Mould are condensation are both caused by high relative humidities within your house – this is rarely caused by dampness in the walls etc. If the relative humidity anywhere within your house is regularly above 70%, mould will grow on the adjacent surfaces. If the relative humidity continues to increase and reaches 100%, condensation will occur on the adjacent surfaces.

If the relative humidity continues to increase and reaches 100%, condensation will occur on the adjacent surfaces.

Relative humidity is determined by the amount of water vapour in the air and its temperature. The higher the temperature or the lower the amount of water vapour, the lower the relative humidity.

Common causes of high relative humidity

Different parts of your house are different temperatures - even within the same room. For example, outside walls are cooler than inside walls, windows are cooler than outside walls, corners are cooler than their surroundings, etc. Hidden construction details also affect the temperature of different parts of your rooms. An example of this is the wall over your doors and windows. There is normally a hidden lintel or beam over every outside door and window. If it is wooden, that bit of the wall will be warmer and if it is steel or concrete, that bit of the wall will be colder. You won't be able to feel these temperature differences. If you have access to a special thermal imaging camera for houses though, you can actually see the temperature differences - which can be very marked.

When the air in your room touches any surface, it is either warmed or cooled to match the temperature of what it touches. This changes the relative humidity next to the surface. If the surface cools the air, the relative humidity can rise enough to enable mould to grow. If the air already contains a large quantity of water vapour, even modest cooling can be enough to trigger condensation.

How to reduce high relative humidities

You need to adopt a two part strategy:

  • raise the temperature of the areas/surfaces where mould or condensation occurs;
  • reduce the amount of water vapour present in the air of the house.

There are a variety of ways to raise the temperature, depending on where the mould or condensation is. Keeping the windows in the affected room closed, turning heating up, or keeping the heating on for longer are obvious ways to warm the whole room generally. A less obvious possibility is rearranging the furniture - if the mould or condensation is only behind or above certain items of furniture, it is likely to be caused by the furniture stopping the walls getting warm. Similarly with mould and condensation inside cupboards - leave the doors open so the cupboards can warm up. Other things to consider are the possibility of adding some sort of insulation in at least the affected area. Just adding polystyrene insulation when decorating can be enough if the problem is just a cold corner or a cold window lintel.

Reducing the amount of water vapour in the air typically involves very simple changes. Major sources of water vapour in the house are cooking, showering, bathing, drying clothes and tumble drying. When doing any of these, you ideally want a mechanical air extractor running in the same room. (A tumble dryer should vent straight outside as it is really a mechanical extractor in its own right.) If a mechanical air extractor is not present, then you will need to rely on opening a window slightly for a few minutes. Many people make the mistake of opening the window wide and keeping it open. A wide open window just cools the room which you don't want. Similarly, if the window is left open for too long you again cool the room off. Only a small opening is needed for the amount of water vapour in the room to quickly equalise itself with that outside - but you are reliant on the weather. Opening the window on a cool misty wet day won't make much difference!
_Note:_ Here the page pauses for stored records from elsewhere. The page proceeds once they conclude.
PR #9072, opened 2025-08-08
update glslang to version 15.4.0

pixelflinger:
add a nicer script to update


jc3265:
Would the script also work for a particular commit? 
Dawn points to individual commits and not particular releases. 
e.g. 
The latest Dawn Version [7350](https://dawn.googlesource.com/dawn/+/refs/heads/chromium/7350/third_party/glslang/src)
points to `eb77189a282b90e9856fc0ed5b08361a70025bec` And looking at `glslang`'s history. https://chromium.googlesource.com/external/github.com/KhronosGroup/glslang/+log
that commit is newer than `15.4.0`

pixelflinger:
> Would the script also work for a particular commit? Dawn points to individual commits and not particular releases. e.g. The latest Dawn Version [7350](https://dawn.googlesource.com/dawn/+/refs/heads/chromium/7350/third_party/glslang/src) points to `eb77189a282b90e9856fc0ed5b08361a70025bec` And looking at `glslang`'s history. https://chromium.googlesource.com/external/github.com/KhronosGroup/glslang/+log that commit is newer than `15.4.0`

I can make it work with commits, but the problem is that we can't really rely on a particular version, because internally google is using their own version (usually very up to date). So, bottom line is... we shouldn't sync to particular version.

The other big source of water in the house is... people breathing. To stop water building up in the air when your family are in the house, it is important that some slight ventilation is present in the rooms. Modern windows often cause a big build-up of water vapour in the air. Sometimes modern windows have trickle vents to counteract the built-in draught proofing round the frames. If your windows have trickle vents, they should be left open.

If you still have a mould or condensation problem

The above suggestions are all easy things to do which should cure, or at least improve, your mould or condensation problem. There are inevitably going to be situations where the problem refuses to go away though. If this is the case, the problem is almost certainly incorrect ventilation and you are going to have to call in a ventilation assessor. The assessor will then be able to provide you with the detailed advice and guidance to cure your particular humidity problem.